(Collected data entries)
··········

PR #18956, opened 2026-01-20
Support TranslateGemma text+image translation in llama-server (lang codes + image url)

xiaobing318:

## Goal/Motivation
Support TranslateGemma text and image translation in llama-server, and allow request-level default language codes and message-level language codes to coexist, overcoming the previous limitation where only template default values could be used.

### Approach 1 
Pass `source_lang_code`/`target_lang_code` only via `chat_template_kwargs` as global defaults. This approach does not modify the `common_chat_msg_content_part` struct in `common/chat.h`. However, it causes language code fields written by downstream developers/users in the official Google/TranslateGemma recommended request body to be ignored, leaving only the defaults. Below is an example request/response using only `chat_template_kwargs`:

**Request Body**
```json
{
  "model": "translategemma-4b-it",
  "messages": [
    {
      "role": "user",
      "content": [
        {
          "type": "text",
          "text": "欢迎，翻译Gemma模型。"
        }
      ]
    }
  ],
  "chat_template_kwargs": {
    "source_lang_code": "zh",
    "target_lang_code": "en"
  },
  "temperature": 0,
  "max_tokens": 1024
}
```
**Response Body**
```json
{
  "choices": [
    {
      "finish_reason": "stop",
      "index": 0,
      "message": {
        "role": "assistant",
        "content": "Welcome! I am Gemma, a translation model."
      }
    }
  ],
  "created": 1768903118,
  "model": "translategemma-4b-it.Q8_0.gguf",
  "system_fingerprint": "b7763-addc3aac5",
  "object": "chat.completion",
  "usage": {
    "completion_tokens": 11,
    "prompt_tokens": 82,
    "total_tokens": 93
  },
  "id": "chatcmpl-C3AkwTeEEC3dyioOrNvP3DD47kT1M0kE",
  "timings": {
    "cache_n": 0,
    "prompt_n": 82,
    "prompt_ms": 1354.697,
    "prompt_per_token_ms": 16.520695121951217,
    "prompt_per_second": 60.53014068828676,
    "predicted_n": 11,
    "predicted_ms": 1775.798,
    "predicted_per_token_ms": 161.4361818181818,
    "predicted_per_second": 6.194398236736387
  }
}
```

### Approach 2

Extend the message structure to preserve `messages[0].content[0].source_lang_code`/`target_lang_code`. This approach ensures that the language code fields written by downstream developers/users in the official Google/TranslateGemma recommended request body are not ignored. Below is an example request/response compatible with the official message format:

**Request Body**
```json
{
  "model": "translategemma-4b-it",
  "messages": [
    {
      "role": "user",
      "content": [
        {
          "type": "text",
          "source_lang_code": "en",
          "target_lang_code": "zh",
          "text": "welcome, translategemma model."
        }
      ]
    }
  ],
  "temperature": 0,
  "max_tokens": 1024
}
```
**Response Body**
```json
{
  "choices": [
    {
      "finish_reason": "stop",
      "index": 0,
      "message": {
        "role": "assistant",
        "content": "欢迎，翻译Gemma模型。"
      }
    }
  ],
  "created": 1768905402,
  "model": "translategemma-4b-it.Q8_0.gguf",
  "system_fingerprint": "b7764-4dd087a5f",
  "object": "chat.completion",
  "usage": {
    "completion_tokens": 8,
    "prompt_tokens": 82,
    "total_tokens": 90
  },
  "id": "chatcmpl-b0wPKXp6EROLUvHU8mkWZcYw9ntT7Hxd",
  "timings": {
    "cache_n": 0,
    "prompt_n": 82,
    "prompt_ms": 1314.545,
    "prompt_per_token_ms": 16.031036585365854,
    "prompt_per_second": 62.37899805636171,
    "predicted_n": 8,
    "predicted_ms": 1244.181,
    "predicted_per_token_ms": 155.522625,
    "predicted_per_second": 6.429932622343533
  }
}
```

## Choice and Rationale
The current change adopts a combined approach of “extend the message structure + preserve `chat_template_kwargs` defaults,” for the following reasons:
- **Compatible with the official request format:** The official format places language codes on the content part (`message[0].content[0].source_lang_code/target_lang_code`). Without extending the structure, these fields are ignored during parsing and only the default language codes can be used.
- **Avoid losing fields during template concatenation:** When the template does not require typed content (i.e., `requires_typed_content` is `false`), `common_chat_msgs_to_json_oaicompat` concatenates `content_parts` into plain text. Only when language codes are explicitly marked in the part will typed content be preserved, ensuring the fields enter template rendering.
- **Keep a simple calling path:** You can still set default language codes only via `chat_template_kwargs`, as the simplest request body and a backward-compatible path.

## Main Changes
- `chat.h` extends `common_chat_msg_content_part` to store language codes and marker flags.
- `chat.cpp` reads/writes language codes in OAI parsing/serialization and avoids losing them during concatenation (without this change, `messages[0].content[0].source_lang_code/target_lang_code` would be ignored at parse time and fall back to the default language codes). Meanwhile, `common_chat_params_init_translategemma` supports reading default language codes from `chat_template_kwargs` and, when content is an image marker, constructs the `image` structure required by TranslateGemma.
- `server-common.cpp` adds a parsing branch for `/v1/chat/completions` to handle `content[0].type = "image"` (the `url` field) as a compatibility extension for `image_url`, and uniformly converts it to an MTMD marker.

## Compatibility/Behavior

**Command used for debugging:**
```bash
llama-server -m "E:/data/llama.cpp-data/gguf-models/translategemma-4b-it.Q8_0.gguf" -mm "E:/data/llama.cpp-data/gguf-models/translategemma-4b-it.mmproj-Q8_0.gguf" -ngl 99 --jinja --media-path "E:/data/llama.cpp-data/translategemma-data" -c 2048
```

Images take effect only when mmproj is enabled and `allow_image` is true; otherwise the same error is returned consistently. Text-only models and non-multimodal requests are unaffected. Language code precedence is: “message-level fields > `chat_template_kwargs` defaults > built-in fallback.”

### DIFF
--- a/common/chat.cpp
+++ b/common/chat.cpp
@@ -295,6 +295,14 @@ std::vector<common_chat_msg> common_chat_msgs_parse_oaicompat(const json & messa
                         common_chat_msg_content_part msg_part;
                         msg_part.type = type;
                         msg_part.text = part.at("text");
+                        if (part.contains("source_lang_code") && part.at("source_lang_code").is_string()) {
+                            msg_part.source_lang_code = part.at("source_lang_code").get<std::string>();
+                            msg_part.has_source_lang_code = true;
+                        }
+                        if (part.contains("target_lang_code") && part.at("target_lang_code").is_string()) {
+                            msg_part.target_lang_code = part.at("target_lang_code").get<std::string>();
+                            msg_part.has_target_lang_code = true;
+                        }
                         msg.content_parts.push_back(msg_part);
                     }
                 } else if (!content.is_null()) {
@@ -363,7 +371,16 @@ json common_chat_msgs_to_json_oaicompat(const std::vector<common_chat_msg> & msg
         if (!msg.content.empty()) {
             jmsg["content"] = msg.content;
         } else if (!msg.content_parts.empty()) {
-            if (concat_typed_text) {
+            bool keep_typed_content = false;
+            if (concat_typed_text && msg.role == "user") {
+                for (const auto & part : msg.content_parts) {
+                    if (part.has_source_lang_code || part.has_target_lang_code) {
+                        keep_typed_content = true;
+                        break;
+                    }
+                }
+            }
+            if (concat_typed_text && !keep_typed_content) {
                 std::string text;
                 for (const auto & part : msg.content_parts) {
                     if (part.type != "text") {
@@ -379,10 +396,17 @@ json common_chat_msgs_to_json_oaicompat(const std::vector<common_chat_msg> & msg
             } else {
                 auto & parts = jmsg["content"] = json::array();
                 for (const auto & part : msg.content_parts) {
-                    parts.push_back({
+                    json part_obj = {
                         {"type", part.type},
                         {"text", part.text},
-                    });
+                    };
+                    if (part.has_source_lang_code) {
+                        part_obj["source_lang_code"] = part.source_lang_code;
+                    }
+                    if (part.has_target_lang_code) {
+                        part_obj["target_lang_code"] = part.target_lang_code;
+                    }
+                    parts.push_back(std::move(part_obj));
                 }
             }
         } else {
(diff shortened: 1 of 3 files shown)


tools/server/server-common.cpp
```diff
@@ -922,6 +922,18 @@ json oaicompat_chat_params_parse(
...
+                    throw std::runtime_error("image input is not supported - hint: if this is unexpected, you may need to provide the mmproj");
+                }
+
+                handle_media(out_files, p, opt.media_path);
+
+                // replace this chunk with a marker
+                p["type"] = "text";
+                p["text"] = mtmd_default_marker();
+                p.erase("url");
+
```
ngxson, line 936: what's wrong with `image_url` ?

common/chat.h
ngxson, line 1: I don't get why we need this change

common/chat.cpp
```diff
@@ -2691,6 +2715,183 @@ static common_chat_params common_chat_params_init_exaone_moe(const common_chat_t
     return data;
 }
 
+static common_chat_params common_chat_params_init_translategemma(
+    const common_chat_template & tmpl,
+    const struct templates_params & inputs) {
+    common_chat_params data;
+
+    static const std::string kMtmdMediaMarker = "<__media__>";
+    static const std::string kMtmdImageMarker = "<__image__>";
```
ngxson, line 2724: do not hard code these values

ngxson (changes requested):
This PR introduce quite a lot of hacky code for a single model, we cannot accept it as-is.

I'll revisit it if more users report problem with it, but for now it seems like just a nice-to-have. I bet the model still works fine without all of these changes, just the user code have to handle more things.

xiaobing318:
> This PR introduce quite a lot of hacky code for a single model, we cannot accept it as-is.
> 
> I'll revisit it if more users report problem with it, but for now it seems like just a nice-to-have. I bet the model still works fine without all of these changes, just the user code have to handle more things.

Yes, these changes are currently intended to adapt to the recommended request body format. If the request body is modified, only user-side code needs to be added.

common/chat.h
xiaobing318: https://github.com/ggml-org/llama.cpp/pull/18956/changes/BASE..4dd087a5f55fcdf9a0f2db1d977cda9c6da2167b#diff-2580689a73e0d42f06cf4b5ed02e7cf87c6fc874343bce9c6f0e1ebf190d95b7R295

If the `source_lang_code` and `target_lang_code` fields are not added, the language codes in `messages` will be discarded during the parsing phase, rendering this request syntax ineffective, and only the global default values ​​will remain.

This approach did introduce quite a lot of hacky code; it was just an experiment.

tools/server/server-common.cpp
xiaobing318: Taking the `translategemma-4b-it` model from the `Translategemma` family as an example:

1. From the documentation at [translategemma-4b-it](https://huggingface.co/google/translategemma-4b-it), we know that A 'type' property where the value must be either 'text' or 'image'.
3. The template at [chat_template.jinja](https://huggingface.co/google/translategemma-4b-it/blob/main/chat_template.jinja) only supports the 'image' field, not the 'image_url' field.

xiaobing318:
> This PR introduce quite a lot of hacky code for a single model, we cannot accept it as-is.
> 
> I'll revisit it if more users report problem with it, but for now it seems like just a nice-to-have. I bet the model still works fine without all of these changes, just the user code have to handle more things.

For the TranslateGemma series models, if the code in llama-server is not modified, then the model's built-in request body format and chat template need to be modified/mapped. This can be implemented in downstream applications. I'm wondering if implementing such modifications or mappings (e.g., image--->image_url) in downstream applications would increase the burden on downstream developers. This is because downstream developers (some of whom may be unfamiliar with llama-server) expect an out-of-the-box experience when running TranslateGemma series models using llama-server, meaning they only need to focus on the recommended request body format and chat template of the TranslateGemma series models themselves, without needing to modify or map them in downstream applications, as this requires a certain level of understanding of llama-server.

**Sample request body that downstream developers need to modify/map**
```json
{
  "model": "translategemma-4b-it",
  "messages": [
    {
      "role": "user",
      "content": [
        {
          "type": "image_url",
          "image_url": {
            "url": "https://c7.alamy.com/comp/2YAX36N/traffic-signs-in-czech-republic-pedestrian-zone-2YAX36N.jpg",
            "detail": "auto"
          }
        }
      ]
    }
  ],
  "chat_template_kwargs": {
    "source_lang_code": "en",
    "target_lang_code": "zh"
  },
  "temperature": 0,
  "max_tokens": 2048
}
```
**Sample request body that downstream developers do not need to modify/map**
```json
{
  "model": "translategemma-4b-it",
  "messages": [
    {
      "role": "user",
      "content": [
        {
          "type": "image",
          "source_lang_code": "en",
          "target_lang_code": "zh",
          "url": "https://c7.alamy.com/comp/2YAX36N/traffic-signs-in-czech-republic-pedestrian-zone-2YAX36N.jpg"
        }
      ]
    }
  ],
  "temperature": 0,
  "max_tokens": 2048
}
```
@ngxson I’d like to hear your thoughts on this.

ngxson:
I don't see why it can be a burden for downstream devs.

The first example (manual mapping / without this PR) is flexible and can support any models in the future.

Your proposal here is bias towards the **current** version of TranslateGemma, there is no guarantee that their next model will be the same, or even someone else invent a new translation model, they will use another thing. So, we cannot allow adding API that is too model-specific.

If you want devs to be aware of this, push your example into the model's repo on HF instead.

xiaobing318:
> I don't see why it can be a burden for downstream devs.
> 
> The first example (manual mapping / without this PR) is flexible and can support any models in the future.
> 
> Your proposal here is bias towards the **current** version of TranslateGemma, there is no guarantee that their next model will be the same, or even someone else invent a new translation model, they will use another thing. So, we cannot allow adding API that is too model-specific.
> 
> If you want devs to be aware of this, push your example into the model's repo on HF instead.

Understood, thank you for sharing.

··········

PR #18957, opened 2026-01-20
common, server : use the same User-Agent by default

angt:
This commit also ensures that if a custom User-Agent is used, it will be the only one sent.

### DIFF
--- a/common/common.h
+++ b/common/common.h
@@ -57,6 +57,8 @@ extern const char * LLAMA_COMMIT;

··········

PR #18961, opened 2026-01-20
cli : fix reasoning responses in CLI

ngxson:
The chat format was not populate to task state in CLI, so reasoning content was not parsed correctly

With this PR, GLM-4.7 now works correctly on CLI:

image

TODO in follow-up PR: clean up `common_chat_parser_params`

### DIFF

··········

Task directions: Show the lines above that have the word "vector".

Task answer:
@@ -295,6 +295,14 @@ std::vector<common_chat_msg> common_chat_msgs_parse_oaicompat(const json & messa
@@ -363,7 +371,16 @@ json common_chat_msgs_to_json_oaicompat(const std::vector<common_chat_msg> & msg
@@ -379,10 +396,17 @@ json common_chat_msgs_to_json_oaicompat(const std::vector<common_chat_msg> & msg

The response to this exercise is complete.